I find it a little curious that the US_Flow_Mass values are different between the 100 answer and the simulation.

I was tweaking some of the code to try to resolve this, and found that the tests ended at the second to last timestep (I think due to a relic of a past bug in the code related to timesteps). Updating that code to use the last timestep in the _mass_bal_global_100_Ans function and _mass_bal_global functions, I get the following results:

image

Interestingly, this increases some of the differences between the answer and simulation, but the overall error for both tests is decreased.

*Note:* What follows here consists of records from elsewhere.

PR #664, opened 2021-12-16
stop hinting at port 80 use!

shoffman-percona:
Removed reference to HTTP use as the way that was worded originally made it sound like if port 80 was enabled you should use that instead...


rnovikovP (approved):

rasika-chivate (commented):
Rephrasing a bit:

Visit `https://localhost:443` to see the PMM user interface in a web browser. (If you are accessing the docker host remotely, replace `localhost` with the IP or server name of the host.)

PR #676, opened 2022-01-04
PMM-8496 change quick install

nikita-b:
I slightly changed quick install:
1. We still use GitHub for storing bash script and I think it's the right way:
- We don't need to maintain script in our infrastructure
- We'll store the script in git and can see history of changes

2. I removed SHA check but I think we can add it on our side (one time in 5 minutes for example). I'll ask Percona IT.

3. I changed the wording a little.


rasika-chivate (changes requested):
This script:

- Installs Docker if it is not installed.
- If a PMM Server Docker container is running, it is stopped and backed up.
- Pulls and runs the latest PMM Server Docker image.

atymchuk (approved):

rasika-chivate (approved):

PR #685, opened 2022-01-18
PMM-9336 Add AWS access key ID and secret access key

tiagomotasantos:
Adds AWS access key ID and secret access key to Kubernetes register modal so users that are using EKS and this values are not present in kubeconfig can fill them. If those users don't fill these fields an error is thrown since the cluster register fails.

https://jira.percona.com/browse/PMM-9336


rasika-chivate (commented):
Made some minor changes.

rasika-chivate (approved):

PR #697, opened 2022-02-04
Remove docker compose from pmm-client

rnovikovP:
@rasika-chivate  pls 👀  as we might have docker-compose in some other places too. 
Until we are ready to support it - it can be in the official documentation. 
The current examples are outdated and limited, so they are just confusing. 

pls clean up this PR, I'm sure more removals are needed


rasika-chivate:
@rnovikovP I have removed references of docker-compose from the PMM Client.

denisok (approved):
I don't mind to review it. One reason for it to stay - it is probably good example for the ppl that use docker-compose for all other services (DBs) and would like to run our client in the same environment.
So this is a good example how to do that. Otherwise ppl would need to dig into the details what env they should use and etc

rnovikovP:
> this is a good example of how to do that

We can move this to Forum or make a blog post, which is ok with me. 
The only problem is that this is not updated and in the official documentation.

BupycHuk (approved):

rasika-chivate:
> > this is a good example of how to do that
> 
> We can move this to Forum or make a blog post, which is ok with me. The only problem is that this is not updated and in the official documentation.

@rnovikovP Should I merge it and publish it...

rnovikovP:
@rasika-chivate, let me think about it. We got some ideas about centralized place for such articles... I'll handle it

edithturn:
Hello @rnovikovP ! I would like to help with docker-compose, I was looking for a way to start everything pmm-client, pmm-server, and pmm-server-server with a single command: `docker-compose` up, to make fast tests. If you need help to test or update the documentation please, let me know.
I was testing a single Docker compose file joining the docker installation of pmm-client and pmm-server, but this is not working when I connect a database. I tried to connect them through the container port without success.

` pmm-server:
    container_name: pmm
    image: percona/pmm-server:2
    platform: linux/amd64
    ports:
      - 32433:80
    volumes:
      - pmm-data:/srv
    healthcheck:
      test: curl localhost/server/login | grep Unauthorized
      interval: 1s
      retries: 100
      start_period: 1s
      timeout: 10s

  pmm-client:
    image: percona/pmm-client:2
    hostname: pmm-client-myhost
    container_name: pmm-client
    restart: always
    ports:
      - "42000:42000"
      - "42001:42001"
    logging:
      driver: json-file
      options:
        max-size: "10m"
        max-file: "5"
    volumes:
      - ./pmm-agent.yaml:/etc/pmm-agent.yaml
      - pmm-client-data:/srv
    environment:
      - PMM_AGENT_CONFIG_FILE=/etc/pmm-agent.yaml
      - PMM_AGENT_SERVER_USERNAME=admin
      - PMM_AGENT_SERVER_PASSWORD=admin
      - PMM_AGENT_SERVER_ADDRESS=172.21.0.2:443
      - PMM_AGENT_SERVER_INSECURE_TLS=true
    entrypoint: pmm-agent setup

volumes:
  pmm-data:
  pmm-client-data:`

Let me know if you need any more information about the compose and if I can help you with it 😃

rnovikovP:
@edithturn, thanks for the comment (I missed it initially ((  )  
The goal now - is to remove the "deployment method we never intend to be added" as this is not something the Engineering team was ready to support. 
We can keep this in Blog posts but not in official documentation, as we have no process to support this method up to date. 
Example: ports on pmm-client are not something you need to expose in current.

PR #710, opened 2022-02-16
PMM-9306 use latest VM version for PMM

rasika-chivate:
Add a note to use the latest version for Victoria Metrics for your PMM instance.


rnovikovP:
PMM users can't control the version of VM they use. This is in PMM control, so we should not recommend updating versions separately. 


We used some "cool version" of one of our components that should be reflected as value to the end-user "faster, more stable, etc.". We also should have some Performance tests to confirm  (@puneet0191, ptal . do we have this? )

If we can't explain and show the real value to the end-user, there is not much we can advertise for them.

rnovikovP (changes requested):
see the comment

rasika-chivate:
This will be a part of release notes.

PR #721, opened 2022-03-04
Add advisors to the docs

atymchuk:


Tusamarco (approved):
As for chat with Roma I ack this PR but keep in mind we have same set of files in PORTAL-DOC

PR #747, opened 2022-04-01
Update conf-mongodb.md

igroene:
Let's make this consistent with https://www.percona.com/doc/percona-monitoring-and-management/2.x/setting-up/client/mongodb.html


atymchuk (approved):

igroene:
actually the new dbstas and colstats functionality of mongodb_exporter require that we give the perms on all collections, so the page as it was is correct now.

PR #757, opened 2022-04-11
PMM-9331 mysql commands for user creation

rasika-chivate:
Modified the CREATE DATABASE command for MySQL 5.7


puneet0191 (approved):

rnovikovP:
LGTM, but let's put MySQL 8 section first, as it's the more recent version, and the command is more complex. 
So, if a user with mysql8 executes the First commands (mysql5.7 ), they will get OK and have problems later. 
If we put  mysql8 first, then 5.7 users executing this command will get an error, forcing them to read carefully and execute the next section of commands.

denisok (approved):

rnovikovP (approved):
only  https://github.com/percona/pmm-doc/pull/757#issuecomment-1094887084

PR #799, opened 2022-05-19
PMM-9590 credentials source flag

rasika-chivate:
Added credentials-source flag which can be used instead of username and password flags.


denisok (approved):

rnovikovP (changes requested):
This now looks like Auth command for `pmm-admin` in general. 

But in reality, this is part of `add` command.
I think this needs to be moved to   Database commands  section 

image

beatahandzelova (approved):

beatahandzelova (approved):

rnovikovP (approved):

PR #805, opened 2022-05-25
PMM-9354 external clickhouse database instance

rasika-chivate:
Ability to add external clickhouse database instance for PMM server.


rasika-chivate:
Fix version is 2.29.0 so have to change the base to 2.29.0

PR #39, opened 2020-11-07
Class list: accept array

MrFoxPro:


MrFoxPro:
Take a look at https://github.com/jorgebucaran/classcat/blob/master/src/index.js

ryansolid:
There are few considerations here so might take me some time to get through this.

1. If we aren't replacing the full string we need to do a negative diff too against the prev value if available, this will probably mean this change doubles the code in the helper.
2. I was planning to look at statically analyzing syntax here, so I need to take that into consideration.
3. I was wondering if directives change the game here. I actually don't like that there is a special helper here. Needs consideration everywhere. There is the option to just make this `class` handling. Alternatively may the object syntax should just be `class:some-class={state.visible}` and no special object case. Or maybe this whole thing belong in a `use:classList` custom directive.

In all cases need to weigh those with the usefulness of the array syntax over `${"a"} ${"b"} ${"c"}` which we get for free. Although admittedly it probably handles the falsy case better.

PR #54, opened 2021-02-26
Partially revert 86c9ff1 Add static template hoisting to SSR

nicketson:
In 86c9ff1, state for templates and events was moved from `path.scope.data` to `path.state`. Newer versions of babel have a bug with the way that `TraversalContext`s are tracked and it can cause `path.state` to be clobbered. This issue manifests itself when other babel plugins (notably `@babel/plugin-proposal-class-properties`) are used that visit the same AST nodes. This pull request moves template and events state back to `path.scope.data`.

The issue seems to have first occurred after this https://github.com/babel/babel/pull/12302
I believe this unfinished PR will fix the `TraversalContext` bug https://github.com/babel/babel/pull/12634

### DIFF
--- a/packages/babel-plugin-jsx-dom-expressions/src/dom/element.js
+++ b/packages/babel-plugin-jsx-dom-expressions/src/dom/element.js
@@ -342,7 +342,9 @@ function transformAttributes(path, results) {
           ) {
             // can only hydrate delegated events
             hasHydratableEvent = true;
-            const events = path.state.events;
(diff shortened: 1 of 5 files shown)


ryansolid:
Ah.. I'd seen some weird stuff recently but didn't know where it was coming from. We make heavy use of state in Marko so I was really liking the convenience of the approach but I can revert for now I guess.

PR #55, opened 2021-03-02
Add setAttributesWrapper and dynamicExpressionWrapper config options

nicketson:
This generalizes babel-plugin-jsx-dom-expressions generated calls to `effect()` and `memo()`. The function names are now configurable with new options `setAttributesWrapper` (effect) and `dynamicExpressionWrapper` (memo). The plugin behavior is unchanged when the default options are used. Additionally, either option can be set to `false`, which will essentially treat expressions as if they were static and won't wrap them. 

The use case for setting the new options to `false` is to use babel-plugin-jsx-dom-expressions with a wrapperless non-reactive runtime.

I've copied a subset of relevant tests from `dom.spec.js` to `dom-wrapperless.spec.js` with the new options set to false.

### DIFF
--- a/packages/babel-plugin-jsx-dom-expressions/src/config.js
+++ b/packages/babel-plugin-jsx-dom-expressions/src/config.js
@@ -8,5 +8,7 @@ export default {
   requireImportSource: false,
   wrapConditionals: true,
   contextToCustomElements: false,
-  staticMarker: "@once"
+  staticMarker: "@once",
+  setAttributesWrapper: "effect",
+  dynamicExpressionWrapper: "memo",
 };
--- a/packages/babel-plugin-jsx-dom-expressions/src/dom/element.js
+++ b/packages/babel-plugin-jsx-dom-expressions/src/dom/element.js
@@ -437,7 +437,7 @@ function transformAttributes(path, results) {
             }
           }
         } else if (
-          isDynamic(attribute.get("value").get("expression"), {
+          config.setAttributesWrapper && isDynamic(attribute.get("value").get("expression"), {
             checkMember: true
           })
         ) {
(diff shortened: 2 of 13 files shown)


ryansolid:
Hmm.. does this mean you use a different runtime? Since the runtime depends on those primitives, like `insert` uses `effect` etc. I mean that's all fine I just want to make sure I understand the scenario so that by supporting this we won't be tracking down a number of other downstream things, and to keep in mind the implications of this option for future development I do.

nicketson:
> Hmm.. does this mean you use a different runtime? Since the runtime depends on those primitives, like `insert` uses `effect` etc. I mean that's all fine I just want to make sure I understand the scenario so that by supporting this we won't be tracking down a number of other downstream things, and to keep in mind the implications of this option for future development I do.

Yup. I have a (in progress) fork of dom-expressions. Basically just a subset of `client.js` without calls to `effect`, reconcileArrays, etc.

ryansolid:
I've been thinking of how I'd want to best handle this. But I think this is close enough. I might tweak the naming but I will introduce the mechanism. Thanks for the PR.

nicketson:
> I've been thinking of how I'd want to best handle this. But I think this is close enough. I might tweak the naming but I will introduce the mechanism. Thanks for the PR.

No problem. Thanks for merging! And yes, I agree the naming could be better.

ryansolid:
It's mostly that you named it literally to what the compiler is doing but it does other stuff in the runtime, and since I don't imagine your use case is as common I'd rather it reflect the intention of the primitive rather than the application in the compiler. In any case I should have published to npm so you can give it a try. I went with effectWrapper and memoWrapper.

PR #57, opened 2021-03-19
Fix inaccurate docs

nicketson:
The `createComponent()` examples in the documentation have an unused argument `dynamicKeys`. `babel-plugin-jsx-dom-expressions` doesn't generate any calls to createComponent with this argument. I'm assuming this is from an old version.

### DIFF
--- a/README.md
+++ b/README.md
@@ -54,7 +54,7 @@ function memo(fn, equal) {
   return s;
 }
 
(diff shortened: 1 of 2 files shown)


ryansolid:
You are correct. I built that into the compiler in a later version. Thank you.

PR #73, opened 2021-06-12
Make TS user friendly with custom tags and attributes

amoutonbrady:
This PR aims to make typescript way less in the way.

Instead of having to maintain a bazillion of different use case, this allows us to use what already exist and default to `any` for the rest (custom attributes, tags, etc..)

Before merging it could be interesting to have @trusktr opinion, but from my POV, this would allow us to have a break with TS when 1.0 launch.

---

The origin of this is the recent release of windicss 3.0, which added custom attributes to style your markup https://windicss.org/posts/attributify.html. I expect people bumping into using `tsx` files and wondering why TS is all over them because they use custom attributes such as `div text="green-500`.

This also allows for custom element to at least not yield an error. It won't be typed but at least they will be usable.

### DIFF
--- a/packages/dom-expressions/src/jsx.d.ts
+++ b/packages/dom-expressions/src/jsx.d.ts
@@ -75,7 +75,7 @@ export namespace JSX {
   type OnCaptureAttributes<T> = {
     [Key in keyof CustomEvents as `oncapture:${Key}`]?: EventHandler<T, CustomEvents[Key]>;
   }
-  interface DOMAttributes<T> extends CustomAttributes<T>, ActionAttributes, PropAttributes, AttrAttributes, OnAttributes<T>, OnCaptureAttributes<T>, Record<string, any> {
+  interface DOMAttributes<T> extends CustomAttributes<T>, DirectiveAttributes, PropAttributes, AttrAttributes, OnAttributes<T>, OnCaptureAttributes<T>, Record<string, any> {
     children?: Element;
     innerHTML?: string;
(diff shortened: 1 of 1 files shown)


aminya (changes requested):
Instead of extending `Record<string, any>`, it is common to add a property that opens up the interface for more properties.
```ts
  [customProperty: string]: string // something specific like string not "any"
```

`Recrod<string, any>` means that they can pass "any" value to the functions, which I don't think is a correct approach.

ryansolid:
I don't know if this is a good thing. It means that any misspelled attribute wouldn't warn you. I think most TS users would think this is undesirable. I may not be a big fan of TypeScript but I think extending interfaces probably makes more sense. I realize this is tedious, but so is TypeScript. That's why you use it.

amoutonbrady:
Yeah that's totally understandable, I suppose this is also possible in user land to create a `.d.ts` file and extends the necessary interfaces.

I do however think that if we want to go down that path, we might need to document it. A typescript section in the doc with common typescript tricks and tips could be useful. Anyway, that's a discussion for another issue.

ryansolid:
Probably. Although that is the same for every JSX based language. But people will hit it more with Solid (or Stencil) given how TS heavy we are.

ryansolid:
Yeah I'm pretty confident this not the path forward. TS users seem to prefer strictness and explicit definitions.

amoutonbrady:
Yeah that makes sense

PR #79, opened 2021-07-18
add missing "meter" role

atk:
The `role="meter"` is woefully underused, for example for amplitude visualization or password strength - and even missing here. More under: https://w3c.github.io/aria-practices/examples/meter/meter.html


ryansolid:
Thank you, I grabbed the list from MDN docs in the past. It seems like this is always a moving target so continue to put these forward should you ever find anything else of this nature.

PR #80, opened 2021-07-20
Handle white-space-only text correctly, fixes solidjs issue #571

atk:
If a text consists only of white-space characters (worst case: `"\n"`), the return value may be an empty string, which may cause issues like in SolidJS #571 and unneccessary filtering of non-data. Detecting this case and returning a simple space character fixes both.


ryansolid:
I actually already made a fix of just keeping hoisted literals.. well literal and not applying trim to them. https://github.com/ryansolid/dom-expressions/commit/0f01ded18826fbc3f06d07eafaa72de35b438cfa

I've considered just adding the space before but there are places I definitely want it. Thanks for putting this together.

PR #84, opened 2021-08-23
Fix typings for <details>

atk:
Typing details as DetailsHTMLAttributes<HTMLElement> will stop the open property from working correctly in typescript.


packages/dom-expressions/src/jsx.d.ts
```diff
@@ -19,7 +19,7 @@ export namespace JSX {
   interface ArrayElement extends Array<Element> {}
   interface FunctionElement {
     (): Element;
-  }
```
ryansolid, line 22: Was this removal intentional?

atk: No, it wasn't.

ryansolid:
Thank you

sjordan29 commented 3 months ago

Just set the diffusion coefficient to zero which reduces the error compared to the 100 everywhere answer:

image

I will work on resolving where that 300 difference is coming in for the US_Flow_in_mass. I'd think that value should be identical from the answer to the simulation. I can see the downstream answers being slightly different due to the remaining wetting/drying spike

sjordan29 commented 3 months ago

I think I found the issue. In my _mass_flux method I should use the t+1 timestep for the parent_concentration and neighbor_concentration based on the transport equation using the fully implicit Backward Euler scheme (was previously using the t timstep).

Now the US_Flow_in_mass is the same between the 100 answer and our simulation and the only difference is for the mass flowing out, which increases in our simulation compared to the answer... so that means we're creating some mass, perhaps due to this precision issue?

image

aufdenkampe commented 3 months ago

@sjordan29, nice sleuthing! That's awesome.

To that output table, it might be useful to add a 4th column that divides the Diff by the Answer, similar to a percent difference but expressed in the more useful scientific notation. You could label it CV (Coefficient of Variation), even though it's not exactly that.

sjordan29 commented 3 months ago

image

aufdenkampe commented 3 months ago

These errors are now down to 4-5 significant figures (except for the last two lines that don't count because they're differences in errors). This is great news!